PR #456, opened 2022-04-07
Avoid exception due to multiple Content-Length header values

dominik-cnx:
We had this here in our project for a certain forwarding case

2022-03-31 09:12:18,517 test blah ERROR ConnectionBase - Multiple Content-Length values found: [158, 158]
2022-03-31 09:12:18,517 test blah ERROR EnqueuePatrolManager - Failed to fetch queueMetadata.
java.lang.IllegalArgumentException: Multiple Content-Length values found: [158, 158]
    at io.netty.handler.codec.http.HttpUtil.normalizeAndGetContentLength(HttpUtil.java:599)

### DIFF
--- a/gateleen-core/src/main/java/org/swisspush/gateleen/core/util/HttpHeaderUtil.java
+++ b/gateleen-core/src/main/java/org/swisspush/gateleen/core/util/HttpHeaderUtil.java
@@ -1,15 +1,23 @@
 package org.swisspush.gateleen.core.util;
 
 import io.vertx.core.MultiMap;
+import io.vertx.core.http.HttpServerResponse;
+import org.slf4j.Logger;
+import org.slf4j.LoggerFactory;
 
+import java.util.Arrays;
 import java.util.Map;
 import java.util.Map.Entry;
+import java.util.concurrent.atomic.AtomicBoolean;
+import java.util.function.Consumer;
 import java.util.regex.Pattern;
+import java.util.stream.Stream;
 import javax.annotation.Nonnull;
 import javax.annotation.Nullable;
 
 
 public class HttpHeaderUtil {
+    private static final Logger LOG = LoggerFactory.getLogger(HttpHeaderUtil.class);
 
     /**
      * <p>Removes headers which MUST NOT be forwarded by proxies.</p>
@@ -19,12 +27,10 @@ public class HttpHeaderUtil {
      *     <li>This MAY returns the same (modified) instance as passed.</li>
      * </ul>
      *
+     * @param headers The headers to check.
      * @see <a href="https://tools.ietf.org/html/rfc2616#section-14.10">RFC 2616 section 14.10</a>
-     *
-     * @param headers
-     *      The headers to check.
      */
-    public static <T extends MultiMap> T removeNonForwardHeaders( T headers ) {
+    public static <T extends MultiMap> T removeNonForwardHeaders(T headers) {
         final String CONNECTION = HttpRequestHeader.CONNECTION.getName();
 
         // Remove all headers named by connection-token.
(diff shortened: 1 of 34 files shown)


gateleen-core/src/main/java/org/swisspush/gateleen/core/util/HttpHeaderUtil.java
```diff
@@ -61,18 +68,43 @@
...
+    /**
+     * Merges headers, makes sure that only one value of header {@link HttpRequestHeader#CONTENT_LENGTH} ends up in the result.
+     */
+    public static void mergeHeaders(@Nonnull MultiMap destination, @Nonnull MultiMap source, @Nullable String context) {
+        String destinationContentLength = "";
+        String sourceContentLength = "";
+
+        if (HttpRequestHeader.containsHeader(destination, HttpRequestHeader.CONTENT_LENGTH)) {
+            destinationContentLength = destination.get(HttpRequestHeader.CONTENT_LENGTH.getName());
+        }
```
hiddenalpha, line 94: (*trivial*) [Doc of MultiMap.get(String)](https://vertx.io/docs/apidocs/io/vertx/core/MultiMap.html#get-java.lang.String-) says:
> Returns: The first header value **or null if there is no such entry**

I guess could also be written without the `contains` check:
```java
    destinationContentLength = destination.get(HttpRequestHeader.CONTENT_LENGTH.getName());
    if( destinationContentLength == null ){
        destinationContentLength = "";
    }
```
Just an idea. I think its not important how we do it.

gateleen-core/src/main/java/org/swisspush/gateleen/core/util/HttpHeaderUtil.java
```diff
@@ -61,18 +68,43 @@
...
+        if (HttpRequestHeader.containsHeader(source, HttpRequestHeader.CONTENT_LENGTH)) {
+            sourceContentLength = source.get(HttpRequestHeader.CONTENT_LENGTH.getName());
+        }
+        if (destinationContentLength.isEmpty() || sourceContentLength.isEmpty()) {
+            destination.addAll(source);
+        } else {
+            if (!destinationContentLength.equals(sourceContentLength)) {
+                LOG.warn("Content-Length values do not match {} != {} for request to url {}",
+                        destinationContentLength, sourceContentLength, context);
```
hiddenalpha, line 103: Not sure if this is a good idea to just continue in this case. I think we should fail if the values differ (eg throw or whatever).

Continuing here potentially leads to unhealthy out-of-sync http connections.

gateleen-core/src/main/java/org/swisspush/gateleen/core/util/HttpHeaderUtil.java
```diff
@@ -61,18 +68,43 @@
...
                 return true;
             }
         }
         return false;
     }
 
+    /**
+     * Merges headers, makes sure that only one value of header {@link HttpRequestHeader#CONTENT_LENGTH} ends up in the result.
+     */
+    public static void mergeHeaders(@Nonnull MultiMap destination, @Nonnull MultiMap source, @Nullable String context) {
```
hiddenalpha, line 88: I think would be helpful to document at least the parameter "*context*". I think something like the following could clarify things for callers:
> @param context  Only used for log/error messages. Does not impact how we merge.

dominik-cnx: Right, will improve, thx.

gateleen-core/src/main/java/org/swisspush/gateleen/core/util/HttpHeaderUtil.java
dominik-cnx: Yes, but the readabiltity is better with "contains" I would say. Implemention wise we end up in a get() in both cases

gateleen-core/src/main/java/org/swisspush/gateleen/core/util/HttpHeaderUtil.java
dominik-cnx: Basically agree. It would mean to implement the error handling for some 10 usages of this merge method. Hmm, not sure if we can justify the effort. But I changed the log into an error to indicate that there is clearly something not as it should be.

PR #460, opened 2022-04-22
Remove all duplicated headers

dominik-cnx:
With this PR we provide means to remove all duplicated headers, so far we had special treatment for header "Content-Length" only.

### DIFF
--- a/gateleen-core/src/main/java/org/swisspush/gateleen/core/util/HttpHeaderUtil.java
+++ b/gateleen-core/src/main/java/org/swisspush/gateleen/core/util/HttpHeaderUtil.java
@@ -78,22 +78,21 @@ public class HttpHeaderUtil {
     }
 
     /**
-     * Merges headers, makes sure that only one value of header ends up in the result.
+     * Merges headers, makes sure that only one value of all header ends up in the result.
      *
      * @param context optional context information to be used for logging purposes, not used for the actual merge
+     *                Note: This is not 100% in line with https://www.rfc-editor.org/rfc/rfc7230#section-3.2.2 to be further looked into.
      */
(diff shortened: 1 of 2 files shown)


gateleen-core/src/main/java/org/swisspush/gateleen/core/util/HttpHeaderUtil.java
```diff
@@ -83,30 +78,28 @@ public static <T extends MultiMap> boolean hasMatchingHeader(@Nonnull T headers,
     }
 
     /**
-     * Merges headers, makes sure that only one value of header {@link HttpRequestHeader#CONTENT_LENGTH} ends up in the result.
+     * Merges headers, makes sure that only one value of all headers ends up in the destination MultiMap.
+     *
+     * Note: This is not 100% in line with https://www.rfc-editor.org/rfc/rfc7230#section-3.2.2 to be further looked into.
```
dominik-cnx, line 83: I'm not 100% convinced yet and hope to find the root cause why we actually end up in situations where we have header duplication. However, we are currently blocked in our project due to this issue.

Kusig: Is there a specific pattern or header which is duplicated? Some expamples? This might give a sign to the root of the problem.

Kusig (approved):

gateleen-core/src/main/java/org/swisspush/gateleen/core/util/HttpHeaderUtil.java
dominik-cnx: image

PR #464, opened 2022-05-17
Forwarder hangs in some cases if queue is involved

dominik-cnx:
With this PR we fix a case where a request hangs and then timeouts. I wasn't able to write an integration test for this particular test within Gateleen itself but I do have one in my project. I'm happy to provide such a test in Gateleen itself if required, let me know. It will take me some time though.

### DIFF
--- a/gateleen-core/src/main/java/org/swisspush/gateleen/core/http/BufferBridge.java
+++ b/gateleen-core/src/main/java/org/swisspush/gateleen/core/http/BufferBridge.java
@@ -21,7 +21,7 @@ public class BufferBridge {
     private Handler<Buffer> bodyHandler;
     private Handler<Throwable> exceptionHandler;
     private Queue<Buffer> queue = new LinkedList<>();
-    private Buffer body;
+    private Buffer body = Buffer.buffer();
     private boolean ended = false;
     private Vertx vertx;
     private final Logger log = LoggerFactory.getLogger(BufferBridge.class);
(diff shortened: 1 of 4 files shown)


gateleen-core/src/main/java/org/swisspush/gateleen/core/http/BufferBridge.java
```diff
@@ -67,11 +70,14 @@ protected void doWrite(Buffer chunk) {
 
     protected Future<Void> doEnd() {
         ended = true;
-        if(endHandler != null && queue.isEmpty()) {
+        if (bodyHandler != null) {
```
dominik-cnx, line 73: Follows the same approach as in https://github.com/eclipse-vertx/vert.x/blob/4.2.1/src/main/java/io/vertx/core/http/impl/HttpEventHandler.java#L79-L82

gateleen-routing/src/main/java/org/swisspush/gateleen/routing/DeferCloseHttpClient.java
```diff
@@ -43,9 +43,16 @@ public void request(HttpMethod method, int port, String host, String requestURI,
         countOfRequestsInProgress += 1;
         logger.debug("Pending request count: {}", countOfRequestsInProgress);
         delegate.request(method, port, host, requestURI).onComplete(asyncRequestResult -> {
+            if (asyncRequestResult.failed()) {
```
dominik-cnx, line 46: Not related to the PR, prevents a NPE

gateleen-routing/src/main/java/org/swisspush/gateleen/routing/Forwarder.java
```diff
@@ -312,8 +312,7 @@ public Future<Void> write(Buffer data) {
                                 firstBuffer = false;
                                 cReq.setChunked(true);
                             }
-                            cReq.write(data);
-                            return Future.succeededFuture();
+                            return cReq.write(data);
```
dominik-cnx, line 315: Not related to the PR

mcweba (approved):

**WHAT TO DO:** All lines from the first line of the listing above through the line containing "2022-03-31 09:12:18,517 test blah ERROR ConnectionBase" are to be retyped exactly. Leave out any other line.

**RESPONSE TO THIS TASK:**
PR #456, opened 2022-04-07
Avoid exception due to multiple Content-Length header values

dominik-cnx:
We had this here in our project for a certain forwarding case

2022-03-31 09:12:18,517 test blah ERROR ConnectionBase - Multiple Content-Length values found: [158, 158]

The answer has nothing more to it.